Politics

Heard About the Plan to Get Rid of Half of Detroit's Street Lights?

May 03, 2012, 5:12 PM by  Bill McGraw

Street lights are in the news these days.

Cities from coast to coast – most notably Highland Park – have turned off lights as they struggle to fix recession-battered budgets.

For decades, Detroit has been a national leader in turning off lights, even if it didn’t want to turn them off.

These days, though, Detroit officials have been working on a plan that would embrace a serious lights-off policy. They want to drastically cut the number of street lights the city tries to keep lit.

There are between 86,000 and 88,000 street lights in Detroit today. About 60 percent actually work, according to Mayor Dave Bing.

It seems officials have decided to reduce the number of lights to 46,000.

I know there has been a lot going in city government lately, but cutting the number of street lights almost in half seems like a major development. But the proposal has received little publicity.
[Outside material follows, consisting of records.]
PR #75, opened 2024-03-17
Adding alternate alerts when vitals not present

DerickJohnson:
This will utilize the /api/solar_powerwall endpoint to populate the alerts array if devices (through vitals) are not present. Let me know if you want it simplified to not include the outer 'if'. I included it for clarity, to show the distinct paths, but it can also be simplified if needed (since it won't loop through devices that aren't present).

I also only used the fallback if alertsonly was true, since we don't have device specific information in that setup.

This should be automatically picked up by the alerts/pw endpoint since the format is the same.

I tested it locally using the /alerts endpoint, but might be good to validate that it still uses vitals if they are present (it should). I am on the later firmware where it's no longer present (23.44). 

Let me know if you'd like anything changed!

### DIFF
--- a/RELEASE.md
+++ b/RELEASE.md
@@ -1,5 +1,29 @@
 # RELEASE NOTES
 
+## v0.7.12 - Cachefile and Alerts
+
+* Added alerts from `/api/solar_powerwall` when vitals not present by @DerickJohnson in #75. The vitals API is not present in firmware versions > 23.44, this provides a workaround to get alerts.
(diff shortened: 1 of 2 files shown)


DerickJohnson:
Let me add some error handling actually, in case that endpoint goes

DerickJohnson:
Ok, ready to be reviewed!

jasonacox:
Looks good @DerickJohnson !  Thanks! 🙏 

I'll add release notes and start the merge.

PR #76, opened 2024-03-17
Use solar_powerwall for string data

jasonacox:
Adds logic to pull string data from `/api/solar_powerwall` API if vitals data is not available.

This applies to Firmware > 23.44 and owners of Powerwall+ systems (integrated inverters). The API seems to only return the string attached tot he first Powerwall+ system. This will be changed out if we discover a way to get all strings.

### DIFF
--- a/RELEASE.md
+++ b/RELEASE.md
@@ -1,11 +1,9 @@
 # RELEASE NOTES
 
-## v0.7.13 - Strings
+## v0.7.12 - Cachefile and Vitals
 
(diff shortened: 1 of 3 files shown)


niabassey:
It's fantastic to have per string inverter data back!  And finally a complete list of PVS_a0** and PVAC_a0** Alerts.

Testing it now, and seems to be working well.

jasonacox:
Thanks for the update @niabassey !

PR #107, opened 2024-07-21
Add computed voltage and current to aggregates from TEDAPI status data

jasonacox:
## v0.10.9- TEDAPI Voltage & Current

* Add computed voltage and current to `/api/meters/aggregates` using system data from TEDAPI status payload.

### DIFF
--- a/RELEASE.md
+++ b/RELEASE.md
@@ -1,8 +1,9 @@
 # RELEASE NOTES
 
-## v0.10.8 - TEDAPI Voltage & Current
+## v0.10.9 - TEDAPI Voltage & Current
 
-* Add computed voltage and current to `/api/meters/aggregates` from TEDAPI status data. 
+* Add computed voltage and current to `/api/meters/aggregates` from TEDAPI status data.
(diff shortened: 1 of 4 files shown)


jasonacox:
Proxy test: jasonacox/pypowerwall:0.10.9t63-beta

BuongiornoTexas:
@jasonacox - I think I've run into a wrinkle with this - at least assuming this is used for system vitals. I've only just upgraded to 4.4.6 (been busy) and while I can see the system vitals, the voltages being reported for solar, home and grid are around the 415V level, while the powerwall reports around 235V. I'm guessing the 415V is being calculated assuming 120V/phase? I'd expect all of the voltages to be around 230-240V locally. 

I did look around both here and in Powerwall-Dashboard, but didn't see any issues addressing this. If there  is a live discussion, could you point me at it. If not, would you prefer an issue raised here or under Powerwall-Dashboard?

jasonacox:
Yes, let's open an issue. Where do you see the bad voltages?  When you get a chance, send me the raw data you see for /api/meters/aggregates (e.g. http://localhost:8675/api/meters/aggregates)

PR #113, opened 2024-11-16
Remove Negative Solar Values [Option]

jasonacox:
# Proxy t65 - Negative Solar Value [Option]

* Add PW_NEG_SOLAR config option and logic to remove negative solar values for `/aggregates` and `/csv` APIs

The person who broke the story was Kirk Cheyfitz, who runs an ad agency in New York called Story Worldwide. Cheyfitz is interested in Detroit’s street lights as part of a new, grassroots journalism project, Detroit 143. He wrote a guest column for the Detroit News April 12, but the News failed to see the news in it, and buried the story.

“If Mayor Bing sticks to his timetable,” Cheyfitz wrote, “Detroit neighborhoods soon will be confronted with a question that will determine the shape of the city for years to come: Which street lights must stay lit and which can go dark forever?”

Then, two weeks ago, when the city released information about its new, whittled-down budget, page A5 of the summary contained an interesting declaration. Discussing the city’s desire to form a lighting authority that will be able to issue debt to finance system repairs, the summary said:

“The primary goal of the authority will be to reconfigure the street lighting footprint, paring down the current 86,000 lights to approximately 46,000. The new lighting footprint will cater to Detroit’s current population centers and provide reliable service and added safety where it is needed most.”

That raises some questions, including, How did officials arrive at 40,000 as the number of street lights to be eliminated? Where are at the current “population centers?”

Cheyfitz zeroed in on how reducing the number of street lights is the gateway decision to downsizing the city.

“So the street light issue appears to be Detroit’s first real encounter with the fundamental puzzle of its survival,” he wrote.

Along with yellow crime tape and fires, nothing says urban dysfunction like pitch-black neighborhoods. And the number in Detroit seem to be growing. A friend who drives down Gratiot to downtown every day from 8 Mile has created a hobby of counting the broken streetlights she sees. Her current tally is 500.

With city officials recently agreeing to a consent agreement with the state to solve the city’s budget catastrophe, so much about Detroit is in flux these days.

But the street light-reduction plan bears close watching as leaders try, in their stumbling fashion, to recreate a viable city.